В тот вечер Щепкин почувствовал себя чрезвычайно разбитым. «Погода меняется», — сообразил он и решил не засиживаться. В момент выезда из Компании, кто-то из прохожих метнул в салон автомобиля клочок бумаги. Собственно, с него все и началось, точнее — понеслось в другую сторону. Может быть, масса сомнений, к этому времени произросших в душе, достигла такой критической массы, что незамысловатый текст записки раскупорил Щепкина и вырвал их наружу, вроде той силы, что выталкивает из бутылки джинна, может быть, в текст записки Липка вложил все свое христианское отчаянье, сказать сложно, но в тот вечер Щепкин вдруг решил отредактировать бизнес.
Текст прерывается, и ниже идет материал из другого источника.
PR #1515, opened 2022-08-22
GSYE-297: Parse SSP and maintain asset states for forward markets

fievelk:

We want to
- Parse the Standard Solar Profile
- Extend the state variables of the assets based on the maximum duration of the forward markets (when they are enabled).

### Example

Assets that use `LoadHoursStrategy` have the following two state variables:
- `_desired_energy_Wh`
- `_energy_requirement_Wh`

These values currently hold the energy requirements for all **settlement**, **spot** and **future** markets. These should be extended using **15 mins lots** for the duration of the `YearForwardMarket` (currently 6 years into the future).

---


src/gsy_e/models/strategy/load_hours.py
```diff
@@ -242,6 +240,10 @@ def __init__(self, avg_power_W, hrs_per_day=None, hrs_of_day=None,
     def state(self) -> LoadState:
         return self._energy_params.state
 
+    @property
+    def asset_type(self):
+        return AssetType.CONSUMER
```
fievelk, line 245: I just moved this up closer to the class declaration. 
It's usually good to have the interface (public methods/properties) declared at the beginning of the class, so that the purpose of the class is immediately clear.

src/gsy_e/models/strategy/load_hours.py
```diff
@@ -449,7 +451,7 @@ def _one_sided_market_event_tick(self, market, offer=None):
                 self._energy_params.decrease_hours_per_day(time_slot, energy_Wh)
 
         except MarketException:
-            self.log.exception("An Error occurred while buying an offer")
```
fievelk, line 452: I believe that this was never reached, because AFAIS there is no `self.log` variable/property (so this should have raised an exception if the flow ever got to this line). I replaced it with a module logger.

src/gsy_e/models/state.py
```diff
@@ -400,10 +402,6 @@ def total_energy_demanded_Wh(self) -> float:
         """Return the total energy demanded in Wh."""
         return self._total_energy_demanded_Wh
 
-    def get_desired_energy(self, time_slot: DateTime) -> float:
-        """Return the desired energy (based on profile data)."""
-        return self._desired_energy_Wh[time_slot]
```
fievelk, line 405: This was just a duplication of `get_desired_energy_Wh()`, so I removed and replaced it.

src/gsy_e/models/strategy/energy_parameters/energy_params_eb.py
```diff
@@ -0,0 +1,182 @@
...
+            "capacity_kW": self.capacity_kW
+        }
+
+    def event_activate_energy(self, area):
+        """Update energy requirement upon the activation event."""
+        self._area = area
+        self._profile_generator = ForwardTradeProfileGenerator(
+            peak_kWh=convert_kW_to_kWh(self.capacity_kW, self._area.config.slot_length))
+
+    def event_traded_energy(self, energy_kWh, market_slot: pendulum.DateTime, product_type):
```
fievelk, line 42: This method will change based on the actual actions that we want to take on trades. I've just used this name as a way to show how the profile generator would be called with traded energy values.

src/gsy_e/gsy_e_core/simulation.py
```diff
@@ -833,6 +830,13 @@ def restore_global_state(self, saved_state: dict) -> None:
         self._time.slot_length_realtime = duration(
             seconds=saved_state["slot_length_realtime_s"])
 
+    @staticmethod
+    def _compute_memory_info():
+        gc.collect()
+        process = psutil.Process(os.getpid())
+        mbs_used = process.memory_info().rss / 1000000.0
+        log.error("Used %s MBs.", mbs_used)
```
spyrostz, line 836: Please revert the log to debug in order to not spam the dev environment logs.

src/gsy_e/models/strategy/energy_parameters/energy_params_eb.py
```diff
@@ -1,16 +1,157 @@
...
+        """
+        When a trade happens, we want to split the energy through the entire year following a
+        standard solar profile.
+        """
+        assert self._profile_generator is not None
+        # Create a new profile that spreads the trade energy across multiple slots. The values
+        # of this new profile are obtained by scaling the values of the standard solar profile
+        return self._profile_generator.generate_trade_profile(
+            energy_kWh=energy_kWh,
```
spyrostz, line 51: Interesting, therefore in this case you are using the peak value in order to scale the whole profile, am I correct ? I will implement it first and then maybe ask some potential optimization here, because the first thing that comes to mind is that finding this peak value might be more performance-intensive than necessary. I will come back to it if I see that the performance here becomes a problem, thanks!

spyrostz (approved):
Some minor comments, LGTM though

src/gsy_e/models/strategy/energy_parameters/energy_params_eb.py
fievelk: The steps I'm following are these:
1. Find the scaling factor as:
    ```py
    # `new_peak` is the `capacity_kWh` of the asset
    scaling_factor = new_peak / peak_of_SSP
    ```
2. Scale the original SSP using the scaling factor. We obtain the **"capacity profile"**.
3. Compute a new scaling factor for the traded energy: 
    ```py
    # `new_peak` is the energy traded by the asset
    scaling_factor = new_peak / peak_of_SSP
    ```
4. Scale the original SSP using the "trade" scaling factor. In this way, we obtain the profile we need to subtract from the energy that remains to be traded.
5. Subtract this profile from the **capacity profile** in order to know the residual energy that can be bid in follow-up trades.

Right now I'm a bit confused about the last two steps (4 and 5). Shouldn't (4) already represent the energy we want to trade? Why do we want to get the residual dictionary (5)?

spyrostz (approved):
LGTM

src/gsy_e/models/strategy/energy_parameters/energy_params_eb.py
```diff
@@ -0,0 +1,133 @@
...
+            product_type=product_type)
+
+        for time_slot, energy_value_kWh in trade_profile.items():
+            self._state.decrement_energy_requirement(
+                purchased_energy_Wh=energy_value_kWh * 1000,
+                time_slot=time_slot,
+                area_name=self._area.name)
+
+
+class ProductionStandardProfileEnergyParameters:
```
fievelk, line 84: This class is basically identical to the `ConsumptionStandardProfileEnergyParameters` above. The only thing that changes is that the `event_traded_energy()` method calls `self._state.decrement_available_energy()` (instead of `decrement_required_energy()`) with kWh units.
I decided to keep the duplication because I don't know if/how these two classes might change after comments and after Spyros' template strategy PR.

src/gsy_e/models/strategy/energy_parameters/energy_params_eb.py
```diff
@@ -0,0 +1,133 @@
...
+        assert self._profile_generator is not None
+        # Create a new profile that spreads the trade energy across multiple slots. The values
+        # of this new profile are obtained by scaling the values of the standard solar profile
+        trade_profile = self._profile_generator.generate_trade_profile(
+            energy_kWh=energy_kWh,
+            market_slot=market_slot,
+            product_type=product_type)
+
+        for time_slot, energy_value_kWh in trade_profile.items():
+            self._state.decrement_energy_requirement(
```
fievelk, line 78: NOTE: This will not work unless there are already values in the state dictionary (it will raise a KeyError).

src/gsy_e/models/strategy/energy_parameters/energy_params_eb.py
```diff
@@ -0,0 +1,33 @@
...
+        self._original_profile: Dict[pendulum.DateTime, float] = profile
+
+    def scale_by_peak(self, peak_kWh: float) -> Dict[pendulum.DateTime, float]:
+        """Return a profile obtained by scaling the original one using a new peak capacity."""
+        scaling_factor = self._compute_scaling_factor(peak_kWh)
+        return self._scale_by_factor(scaling_factor)
+
+    @property
+    def _original_peak_kWh(self) -> float:
+        return max(self._original_profile.values())
```
spyrostz: This property will be evaluated every time that it is called. It will probably be much more performant to calculate the _original_peak_kWh in the constructor and maintain this as a class member variable, because that way it will be calculated only once.

src/gsy_e/models/strategy/energy_parameters/energy_params_eb.py
```diff
@@ -1,16 +1,157 @@
...
+        self._scaled_capacity_profile = self._scaler.scale_by_peak(peak_kWh=peak_kWh)
+
+    def generate_trade_profile(
+            self, energy_kWh, market_slot, product_type):
+        """Generate a profile based on the market slot and the product type."""
+        profile_scaled_by_traded_energy = self._scaler.scale_by_peak(peak_kWh=energy_kWh)
+
+        # This subtraction is done _before_ expanding the slots to improve performance
+        residual_energy_profile = self._subtract_profiles(
+            self._scaled_capacity_profile, profile_scaled_by_traded_energy)
```
spyrostz: Minor and can be skipped in order to avoid premature optimization, but it could be further optimized if we maintained the peak of the scaled_capacity_profile. That way, we would subtract only 2 floating point values, and then use only once the scale_by_peak method without any need for subtracting the 2 profiles. As mentioned, no need to deal with it now though but only if this becomes a problem

spyrostz (approved):
Some minor comments, LGTM otherwise. Thanks for fixing this!

src/gsy_e/models/strategy/energy_parameters/forward_profile.py
```diff
@@ -0,0 +1,185 @@
...
+    _STANDARD_SOLAR_PROFILE = StandardProfileParser.parse()
+
+    def __init__(self, peak_kWh: float):
+        self._scaler = ProfileScaler(self._STANDARD_SOLAR_PROFILE)
+        self._scaled_capacity_profile = self._scaler.scale_by_peak(peak_kWh=peak_kWh)
+
+    def generate_trade_profile(
+            self, energy_kWh, market_slot, product_type):
+        """Generate a profile based on the market slot and the product type."""
+        trade_profile = self._scaler.scale_by_peak(peak_kWh=energy_kWh)
```
mrsaemir, line 74: I'd suggest to assert `energy_kWh` is a positive float.

mrsaemir (dismissed):
Looks promising.

src/gsy_e/models/strategy/energy_parameters/energy_params_eb.py
fievelk: Done in [73fc176](https://github.com/gridsingularity/gsy-e/pull/1515/commits/73fc1761571e174bfcd4025216adb5ea7abfbdf0)

src/gsy_e/models/strategy/energy_parameters/energy_params_eb.py
fievelk: I noticed that it looks like you commented on an outdated version of the code. I commented out these lines because I'm not dealing with the residual energy, but only with the traded energy.

tests/strategy/models/energy_parameters/test_energy_params_eb.py
```diff
@@ -0,0 +1,473 @@
...
+        energy_params.event_traded_energy(
+            energy_kWh=50,
+            market_slot=market_slot,
+            product_type=product_type)
+
+        assert state_mock.decrement_available_energy.call_count == 96
+
+        area_name = "PV"
+        # We want to make sure that all the expected calls to the state class are correctly issued
+        calls = [
```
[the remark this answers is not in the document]
fievelk: What kind of `for` loop would you recommend using? Each call is different: the first N calls have a different datetime but always `0` energy. The following calls (the middle of the profile) all have different energy values. Finally, the tail of the profile again has the same energy (`0`) but different datetimes.

I could in theory create a list of dicts for each call (like `[{date: ..., energy: ...}, {date: ..., energy: ...} ...]` and the use a `for` loop to create the `call` objects, but IMO it wouldn't change much. So I think this is not what you were thinking of.

src/gsy_e/models/strategy/energy_parameters/forward_profile.py
fievelk: Done in [e75be3b](https://github.com/gridsingularity/gsy-e/pull/1515/commits/e75be3b218ac0605d6fa4af5ee1bd0b2180795ed)!

spyrostz (approved):
LGTM

src/gsy_e/models/strategy/energy_parameters/energy_params_eb.py
spyrostz: Thanks for pointing it out, I forgot to reply to this comment after I saw the later commits! Looks good as is!

tests/strategy/models/energy_parameters/test_energy_params_eb.py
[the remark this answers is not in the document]
mrsaemir: I got it. However, the energy value seems to be a normal curve and I was thinking of generating the curve at run time instead of hard coding it there. Is it possible (easy) to implement?

src/gsy_e/models/strategy/energy_parameters/forward_profile.py
```diff
@@ -0,0 +1,192 @@
...
+                    <time_slot>: value,
+                    ...
+                }
+        """
+        assert product_type in ALLOWED_MARKET_TYPES
+
+        period = None
+        if product_type == AvailableMarketTypes.YEAR_FORWARD:
+            period = pendulum.period(
+                start=market_slot.start_of("year"), end=market_slot.end_of("year"))
```
hannesdiedrich, line 107: I had a look into the documentation of pendulum and AFAIU, you need to have a datetime object in order for the `start_of` and `end_of` methods to work properly. Think about leap years or the length of the months. You somehow have to tell pendulum which month you want the end of for. Or did I mis a step?

src/gsy_e/models/strategy/energy_parameters/load.py
```diff
@@ -73,8 +73,6 @@ def update_energy_requirement(self, time_slot, overwrite=False):
             self.avg_power_W, self._area.config.slot_length)
         if self.allowed_operating_hours(time_slot):
             desired_energy_Wh = self.energy_per_slot_Wh
-            if not self.allowed_operating_hours(time_slot):
-                desired_energy_Wh = 0.0
```
hannesdiedrich, line 77: 🎉

src/gsy_e/models/strategy/energy_parameters/energy_params_eb.py
hannesdiedrich: >I'd like to refactor the common parts into an abstract/interface class.

👍

tests/strategy/models/energy_parameters/test_energy_params_eb.py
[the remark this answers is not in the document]
hannesdiedrich: AFAIU, the energy values are from standard_solar_profile.csv
If we want to change the file, we need to also change every line here. So yeah, a list comprehension that reads the SSP for the selected time_slot could work. However, then the test is influenced by the CSV parser, which is not what we want right?

hannesdiedrich (commented):
One question regarding pendulum. If this is answered, LGTM
Thanks!

src/gsy_e/models/strategy/energy_parameters/forward_profile.py
spyrostz: I think that market_slot is a DateTime object, that's why it works that way here.

src/gsy_e/models/state.py
```diff
@@ -400,10 +400,6 @@ def total_energy_demanded_Wh(self) -> float:
         """Return the total energy demanded in Wh."""
         return self._total_energy_demanded_Wh
 
-    def get_desired_energy(self, time_slot: DateTime) -> float:
```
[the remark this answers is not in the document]
spyrostz: The get_desired_energy_Wh of the ConsumptionState base class is used instead.

src/gsy_e/models/strategy/energy_parameters/forward_profile.py
hannesdiedrich: Ahh, I oversaw this. My attention was towards `pendulum.period`. This should work. Thanks!

hannesdiedrich (approved):
LGTM

tests/strategy/models/energy_parameters/test_energy_params_eb.py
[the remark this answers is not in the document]
fievelk: @hannesdiedrich exactly. Basically we don't want to implement logic in tests, because that logic should then be tested as well. Specifically: if we create a function that generates a gaussian curve (that replaces the SSP) we would then also need to be sure that that function works properly. So the straightforward way is to just hardcode the values we expect to see as an output for the current query we're testing. If the SSP changes, tests will fail. This might or might not be desired, but it's better than testing something else by mistake and seeing tests passing by accident (without catching bugs).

Последняя треть текста озадачила Щепкина, в ней шла речь о неком Проекте, который своей составляющей напомнил ему собственное детище, и неназванном человеке, о чьем существовании Щепкин не догадывался. В конце записки неизвестный просил Щепкина об аудиенции, однако где и с кем нужно было встретиться, текст не уточнял. «Вероятно, сам объявится», — заключил Щепкин и спустя минуту — несмотря на то, что внятно слышал глас, регистром похожий одновременно на детский и на старушечий, глас, настойчиво рекомендующий не делать этого — позвонил Рукавову. Тот выслушал партнера и положил трубку.
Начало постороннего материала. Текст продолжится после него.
PR #1520, opened 2022-08-30
Feature/gsye 333 forward market params

spyrostz:

## Proposed changes

-


src/gsy_e/models/market/forward.py
```diff
@@ -31,6 +32,15 @@
     from gsy_e.models.area.event_dispatcher import AreaDispatcher
 
 
+@dataclass(frozen=True)
+class ForwardMarketSlotParameters:
+    """Parameters that describe a forward market slot."""
+    open_timestamp: DateTime
+    close_timestamp: DateTime
+    delivery_start_timestamp: DateTime
+    delivery_end_timestamp: DateTime
```
fievelk, line 41: A few points about this. First just a small nit: I think that there's a difference between timestamp and datetime. To mitigate this maybe we could just use something like:
```suggestion
    opening_time: DateTime
    closing_time: DateTime
    delivery_start_time: DateTime
    delivery_end_time: DateTime
```
(time is also a bit different, but maybe it's more generic).

fievelk: Other two more relevant (IMO) points:
1. The "delivery times" are basically the same thing as just `market.time_slot`. What I mean is that, in the case of a yearly market (for example), the slot would be `2024-01-01T00:00:00` and it would already represent on its own the entire delivery time (because its duration is 1 year).
I find this a bit confusing: the market's time slot represents a **period** of time, while the delivery start (or end) time represents a precise **point** in time. IMO this difference is not immediately evident from the code now and it might lead to issues and confusion if we introduce both concepts. One way to make this more obvious IMO would be by creating a specific primitive class for market slots.
2. Since these are the parameters of a market slot, why don't we create a `MarketSlot` class and add these parameters inside of it? This would remove the need for all the `get_market_parameters_for_market_slot` logic, because each market slot would already have its parameters inside of it. I know this would take some time to implement (and it wouldn't be in the context of these PRs), but I think it would help (also given what I said in point 1). We could use slots if you're worried about performance. What do you think?

src/gsy_e/models/market/forward.py
```diff
@@ -58,17 +69,50 @@ def _get_start_time(current_time: DateTime) -> DateTime:
...
+
+    def _set_open_market_slot_parameters(
+            self, current_market_slot: DateTime, created_market_slots: List[DateTime]):
+        """Update the parameters of the newly opened market slots."""
+        for market_slot in created_market_slots:
+            if market_slot in self._open_market_slot_parameters:
+                continue
+
+            self._open_market_slot_parameters[market_slot] = ForwardMarketSlotParameters(
+                delivery_start_timestamp=market_slot,
```
fievelk, line 110: I'm not sure I understand this. AFAIU, `created_market_slots` contains the slots in which users can post orders for a forward exchange, but these slots aren't the delivery slots of that exchange. So here we're iterating over open slots (not delivery slots) of a forward exchange.
For example, in the case of a `YearForwardMarket` the `_create_future_market_slots()` method will generate something like this:
```py
['2024-01-01T00:00', '2025-01-01T00:00', '2026-01-01T00:00', '2027-01-01T00:00', '2028-01-01T00:00']
```
For each one of these (open) slots, we're now setting:
```py
delivery_start_timestamp=market_slot
```
But this seems odd to me. Shouldn't the delivery start time be the time of the forward exchange slot?
Also: since we're iterating over open slots (not delivery slots), what do the open/close timestamps in the next lines represent?

Maybe I missed some part or I was wrong in one of my assumptions. Let me know if this doesn't make much sense :)

src/gsy_e/models/market/forward.py
```diff
@@ -58,17 +69,50 @@ def _get_start_time(current_time: DateTime) -> DateTime:
...
+                delivery_end_timestamp=(
+                        market_slot + self._get_market_slot_duration(market_slot, None)),
+                open_timestamp=current_market_slot,
+                close_timestamp=market_slot - self._time_from_market_close_till_delivery
```
fievelk, line 114: Shouldn't this just be the same as `_get_end_time()`?

src/gsy_e/models/market/forward.py
```diff
@@ -86,6 +130,14 @@ def _get_end_time(current_time: DateTime) -> DateTime:
     def _get_market_slot_duration(_current_time: DateTime, _config) -> duration:
         return duration(minutes=15)
 
+    @property
+    def _time_from_market_close_till_delivery(self) -> duration:
+        return duration(minutes=15)
```
fievelk, line 135: I have the feeling that this indirectly replicates the logic of `_get_end_time()`.

src/gsy_e/models/market/forward.py
spyrostz: I was also confused at first, that's why it took me that long to prepare this draft. The created_market_slots are actually the delivery times. Using your example, the current date is 31-08-2022. This means that the yearly markets that should be open now are the following:
delivery time: 01-01-2024 - > 31-12-2024 . Should be open and close at 31-12-2022. 
delivery time: 01-01-2025 - > 31-12-2025 . Should be open and close at 31-12-2023. 
delivery time: 01-01-2026 - > 31-12-2026 . Should be open and close at 31-12-2024. 
delivery time: 01-01-2027 - > 31-12-2027 . Should be open and close at 31-12-2025. 

Therefore the created_market_slots indeed represent the start of the delivery time.
The confusing part in this is the naming of start / end time IMO. They are not the start and the end time of the market slot, but the time that the rotator should start opening new markets based on a current time, and the time that the rotator should end opening new markets. Hard to name this properly admittedly though. 
One last remark, is that the market for 2028 is opened. This should not be the case since IIRC we only need 4 open yearly markets and not 5. I will also fix it in the context of this PR.

src/gsy_e/models/market/forward.py
spyrostz: As I mentioned in the previous comment, this is not the closing time of the market with a specific market slot, but rather the time that the rotator should stop creating new markets in the future, based on the current time slot.

src/gsy_e/models/market/forward.py
spyrostz: I do not think so. The _get_end_time sets the time horizon over which new markets will be created. However the closing time of these markets is implicitly defined by the ForwardMarketRotator (which I am also in the process of updating) , and more specifically by its abstract method `_get_last_slot_to_be_deleted`. This is set for the yearly markets to this `current_time.add(years=1)` which is correct for the yearly market (essentially we want to close all markets before 2023, for the example that you presented above).

src/gsy_e/models/market/forward.py
spyrostz: Some remarks on the points:
1. Actually the time_slot (the way we use it at least) is just a timestamp that identifies the market. If you just check the type of the time_slot it is a DateTime and not a Duration. In order to represent the duration aspect of this, each market has to implement this method `_get_market_slot_duration` which is indeed representing the length of the delivery period. We could indeed wrap all these in a separate class, however I am afraid of the changes that we will have to make to our legacy code, and I personally think it is not worth doing this for the old markets at the very end, since the method I mentioned makes its intent quite clear. Having said that, let me try to see if it is feasible to implement something like you mention in point #2 only for the forward markets, where we will have more use of it.

spyrostz: Ah and of course I am fine with the nits. After all this is a draft and I wanted your opinion on the naming too, thanks

src/gsy_e/models/market/forward.py
fievelk: > One last remark, is that the market for 2028 is opened. This should not be the case since IIRC we only need 4 open yearly markets and not 5. I will also fix it in the context of this PR.

I'm still a bit confused. From the product document:

> For a yearly product, the market opens 5 years in advance and closes 1 year before 1st day of the year of T0. This means that if you are to sell a product now, you can only sell for 2024-2028 because the yearly period starts on the 1st of the calendar year. The market for 2028 will in this case close on the 1st Jan of 2027 to ensure a yearly gap for the other products to be valid and participate in the market.  For the purposes of visualisation on the UI we will aggregate the data for whole months; the graphs will be yearly viewed with monthly intervals.

From this, it looks like the 2028 slot should be "open" and it will only "close" on the 1st Jan 2027.

I think the terms "market", "slot" and "exchange" create some confusion. If we say that `market == exchange`, then we can say that our market lasts 5 years (this is different from a market slot, which lasts 1 year for Yearly exchanges).

Suppose today is August 2022. 
There must be a gap of 1 year between "now" and the first day of the year/slot when I want to trade. So the exchange can't start in 2023 (less than 1 year from now). The first good start date for the yearly exchange will then be 2024.01.01.

This exchange lasts 5 years, so the slots of this exchange should be `[2024, 2025, 2026, 2027, 2028]` (5 slots).
However, since there must be a gap of 1 year between my order and the first day of the year, the last good moment for me to make an order on the 2028 slot will be the `2027.01.01` (or maybe it should actually be the `2026.12.31`).

Could you please check if this sounds right?

spyrostz: > From this, it looks like the 2028 slot should be "open" and it will only "close" on the 1st Jan 2027.

Indeed, I did not recall the product document correctly. Since it is 5 years that will be open and not 4 as I recalled then the implementation is correct. Thanks for checking it out ! 

> I think the terms "market", "slot" and "exchange" create some confusion. If we say that market == exchange, then we can say that our market lasts 5 years (this is different from a market slot, which lasts 1 year for Yearly exchanges).

This is the reason why we use the term "product" more and more these days. I would refrain from using the term exchange, since this is appropriate for gsy-e as a whole and not for individual "markets" / "products". "market" is the term that we use in order to describe traded products that have a specific delivery duration. E.g. the yearly market has a delivery duration of one year. The exact time that the energy will be delivered is determined by the slot, in order to be able to trade for the same product (e.g. yearly) on different timeframes.  

> Suppose today is August 2022.
There must be a gap of 1 year between "now" and the first day of the year/slot when I want to trade. So the exchange can't start in 2023 (less than 1 year from now). The first good start date for the yearly exchange will then be 2024.01.01.

I would urge again to not use the terms start / end, but delivery start / end and open / close in order to not fall into the same pitfall as before. Under these terms, I am rephrasing this:

`There must be a gap of 1 year between "now" and the first day of the year/slot when I want the traded energy to be delivered. So the slot for the delivery year of 2024 can't remain open in 2023 (less than 1 year from now). The slot will be open from now till 31-01-2022, and I can trade till that time if I want energy delivery for 2024.`

Rephrasing the following too:
`Each slot remains open for 5 years, and opens 5+1 years in advance, so the slots of the yearly market should be [2024, 2025, 2026, 2027, 2028] (5 slots).
However, since there must be a gap of 1 year between my order and the first day of the year, the last good moment for me to make an order on the 2028 slot will be the 2026.12.31 end of the day.`

fievelk (dismissed):

src/gsy_e/models/market/forward.py
```diff
@@ -119,13 +180,24 @@ def _get_end_time(current_time: DateTime) -> DateTime:
...
+    def _calculate_closing_time(self, delivery_time: DateTime) -> DateTime:
+        """
+        Closing time of the week market is one week before the date that the energy will be
+        delivered.
+        """
+        return delivery_time.set(hour=0, minute=0).subtract(weeks=1)
+
+    @property
+    def type_name(self):
+        return "Week forward Market"
```
hannesdiedrich, line 192:
```suggestion
        return "Week Forward Market"
```

src/gsy_e/models/market/forward.py
```diff
@@ -150,3 +233,14 @@ def _get_end_time(current_time: DateTime) -> DateTime:
...
+    def _calculate_closing_time(self, delivery_time: DateTime) -> DateTime:
+        """
+        Closing time of the yearly market is one year before the date that the energy will be
+        delivered.
+        """
+        return delivery_time.set(month=1, day=1, hour=0, minute=0).subtract(years=1)
+
+    @property
+    def type_name(self):
+        return "Year Froward Market"
```
hannesdiedrich, line 246:
```suggestion
        return "Year Forward Market"
```

src/gsy_e/models/market/forward.py
```diff
@@ -86,30 +129,48 @@ def _get_end_time(current_time: DateTime) -> DateTime:
     def _get_market_slot_duration(_current_time: DateTime, _config) -> duration:
         return duration(minutes=15)
 
+    def _calculate_closing_time(self, delivery_time: DateTime) -> DateTime:
+        """Closing time of the intraday market is 15 mins before delivery."""
```
hannesdiedrich, line 133: So currently, the closing time is the end of the former market slot, and this method is there to easily change this individually for each forward market type, right?

src/gsy_e/models/market/forward.py
```diff
@@ -47,6 +57,7 @@ def __init__(self, bc: Optional[NonBlockchainInterface] = None,
         super().__init__(bc=bc, notification_listener=notification_listener,
                          readonly=readonly, grid_fee_type=grid_fee_type,
                          grid_fees=grid_fees, name=name)
+        self._open_market_slots = {}
```
hannesdiedrich, line 60: NIT, but could be helpful
```suggestion
        self._open_market_slots: Dict[DateTime, ForwardMarketSlot] = {}
```

src/gsy_e/models/area/market_rotators.py
```diff
@@ -53,31 +53,26 @@ class ForwardMarketRotatorBase:
...
 
     def rotate(self, current_time: DateTime) -> None:
         """Delete orders in expired day-ahead markets."""
         if self._is_it_time_to_rotate(current_time):
-            self.markets.delete_orders_in_old_future_markets(
-                last_slot_to_be_deleted=self._get_last_slot_to_be_deleted(
-                    current_time))
+            slots_deleted = []
+            for delivery_time, market_slot_info in self.markets.open_market_slot_info.items():
+                if market_slot_info.closing_time <= current_time:
```
hannesdiedrich, line 65: AFAIU, the delivery timeframe is after the closing time. Shouldn't we wait until the energy is delivered before we delete the orders? Just in case?

hannesdiedrich (commented):
Some nits and two questions. LGTM in general

src/gsy_e/models/area/market_rotators.py
spyrostz: The orders should be persisted in the database, therefore no need to maintain them in the simulation after the market has been closed. Main reason for that is in order to offload the exchange with orders that will not be useful (it is not possible to match open orders after the market has closed)

src/gsy_e/models/market/forward.py
spyrostz: Fixing, thanks!

src/gsy_e/models/market/forward.py
spyrostz: Exactly, instead of reusing the duration of the market slot (which is essentially the delivery duration) we define now explicitly the closing time of the slot, and indeed, the method is overridden in order to easily change it and oblige each market type to implement it.

src/gsy_e/models/market/forward.py
spyrostz: Fixing, thanks

src/gsy_e/models/market/forward.py
spyrostz: Fixing, thanks

hannesdiedrich (approved):
LGTM

cruky (approved):
LGTM

mrsaemir (approved):
LGTM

Щепкин и Рукавов дружили со школы. Оба не были лишены способностей, являлись членами «Клуба юных любителей природы», организованном при «Дворце творчества», совместно патронировали небольшой школьный пруд и мечтали, как водится в подобном возрасте, о далеких и полных риска приключениях. Возмужав, Щепкин и Рукавов поняли, что опасности не их удел, и отправились на поиски иного, безопасного существования. Щепкин остался в городе помогать матери в экспериментальных трудах, а Рукавов, открыв в себе коммерсанта, убыл снабженцем на далекую железнодорожную стройку. Несколько огранив прорезавшийся дар и подкопив первичного опыта, Рукавов, спустя несколько лет, перебрался в Москву, с тем, чтобы еще через несколько всплыть в качестве французского бизнесмена Волана, поставляющего за Урал по шуточным ценам продукцию собственных, как позже он не раз говорил, старейших в Эльзасе, виноградников. Разобрав тонкости лицензирования и реально владея лишь тремя типографскими станками, для географической объективности все же расположенных в Эльзасе, Рукавов принялся изобильно печатать этикетки известных французских марок, клеить их в подмосковном городе Долгопрудном на российские бутылки и от греха подальше вывозить в Красноярскую область. Красители разнообразных пищевых марок, спирт и прочие немногочисленные ингредиенты, ей-ей, делали производство настолько рентабельным, что спустя еще два года основательный Рукавов вернулся в родной город с намерением вступить на новый для себя бизнес-уровень — заняться политикой. Тут ему в очередной раз улыбнулась удача. То был старинный приятель Рукавова — Володя Щепкин. Имея глаз, наметанный на всякое потенциально успешное предприятие, Рукавов понял, что новый бизнес-уровень сам идет в руки. Винодел возликовал и закатал рукава, а политические горизонты понеслись на него с неизбежностью товарного вагона, готового вот-вот снести железнодорожную стрелку. Два года потребовалось «VOSSTANOVLENIE Ltd», чтобы набрать мощь и вырасти в то, о чем можно было судить по комплексу многоэтажных зданий, роскоши и улыбающемуся с фасада неоновому солнцу.

Рукавов уже готовился к вспашке новой, международной нивы, как тут же все и полетело к черту, все грозило быть разрушенным бестолковым, даже более — сумасбродным, выпадом Щепкина. А ведь по носу маячила большая политика!